# Marriage counselor found



## Thelostchild (Mar 15, 2006)

I have found a Marriage counselor for my husband and I. Im feeling really good about this and hope that everything goes well. ? Im trying to come up with some ideas as to what it is exactly thats making our relationship rottin. Then im wondering what kind of questions she might ask us?


----------



## David Baxter PhD (Mar 15, 2006)

I usually start by asking the two individuals what it is that worries or bothers them about the current state of the relationship and what they would like to see improved. Then we talk about what they are looking for in a relationship, what their models for relationships were like (parents, friends, etc.), that sort of thing.

I sometimes use modified exercises as homework from Harville Hendrix, Getting the Love You Want: A Guide for Couples. HarperCollins, 2001. 
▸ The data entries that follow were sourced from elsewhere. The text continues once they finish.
PR #8559, opened 2016-04-12
rgw: fix unsafe c_str() usage

liewegas:


src/common/buffer.cc
```diff
@@ -1780,6 +1780,18 @@ static simple_spinlock_t buffer_debug_lock = SIMPLE_SPINLOCK_INITIALIZER;
     return _buffers.front().c_str();  // good, we're already contiguous.
   }
 
+  string buffer::list::to_str() const {
+    string s;
+    for (std::list<ptr>::const_iterator p = _buffers.begin();
+	 p != _buffers.end();
+	 ++p) {
+      if (p->length()) {
+	s += string(p->c_str(), p->length());
```
cbodley: consider using `s.append(p->c_str(), p->length())` to avoid allocating and copying from a temporary string. if you know the total length, you can also use `s.reserve(len)` at the beginning to avoid extra allocations on append

liewegas:
@cbodley thanks, updated!

liewegas:
http://pulpito.ceph.com/sage-2016-04-12_08:47:13-rgw-wip-15643---basic-mira/

PR #8560, opened 2016-04-12
osd: refuse to start if object name limits are not possible

liewegas:
Unfortunately we don't mount() until after the fork.  It goes in the  log, though, and systemd should still capture it since derr echos to stderr too.

This does change the workflow for devs on ext4 because they have to pass --short.  This seems better than having librados and rgw tests unexpectedly fail.

### DIFF
--- a/src/osd/OSD.cc
+++ b/src/osd/OSD.cc
@@ -2037,7 +2037,13 @@ int OSD::init()
       derr << "   osd max object namespace len = "
 	   << g_conf->osd_max_object_namespace_len << dendl;
       derr << cpp_strerror(r) << dendl;
-      goto out;
+      if (g_conf->osd_check_max_object_name_len_on_startup) {
+	goto out;
+      }
+      derr << "osd_check_max_object_name_len_on_startup = false, starting anyway"
+	   << dendl;
+    } else {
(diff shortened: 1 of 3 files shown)


src/vstart.sh
```diff
@@ -162,6 +164,9 @@ case $1 in
     --new | -n )
 	    new=1
 	    ;;
+    --long )
```
dachary: Did you mean 

<pre>
--short)
   long=0 
</pre>

src/osd/OSD.cc
```diff
@@ -2022,6 +2022,25 @@ int OSD::init()
   int rotating_auth_attempts = 0;
   const int max_rotating_auth_attempts = 10;
 
+  // sanity check long object name handling
+  {
+    hobject_t l;
+    l.oid.name = string(g_conf->osd_max_object_name_len, 'n');
+    l.set_key(string(g_conf->osd_max_object_name_len, 'k'));
+    l.nspace = string(g_conf->osd_max_object_namespace_len, 's');
+    r = store->validate_hobject_key(l);
```
athanatos: This uses the config values for max attr size to validate the resulting key.  Is that the intent?

dachary:
<pre>
</pre>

Another book I often recommend and use in couples counseling is Susan Heitler, The Power Of Two: Secrets to a Strong and Loving Marriage. New Harbinger, 1997.


----------



## Thelostchild (Mar 16, 2006)

we saw our marriage counselor. And it didn't go bad at all.. wow what a relief that is ave someone to help.


----------



## David Baxter PhD (Mar 16, 2006)

I'm very pleased to hear that, LostChild...


----------



## ThatLady (Mar 17, 2006)

That's great news, hon! It must feel great to know you have a professional to talk to about the problems you're having. Please keep us posted as to how things are going.


----------



## ^^Phoenix^^ (Mar 17, 2006)

I'm happy to hear it Lost, its good to hear you feeling possitive!


----------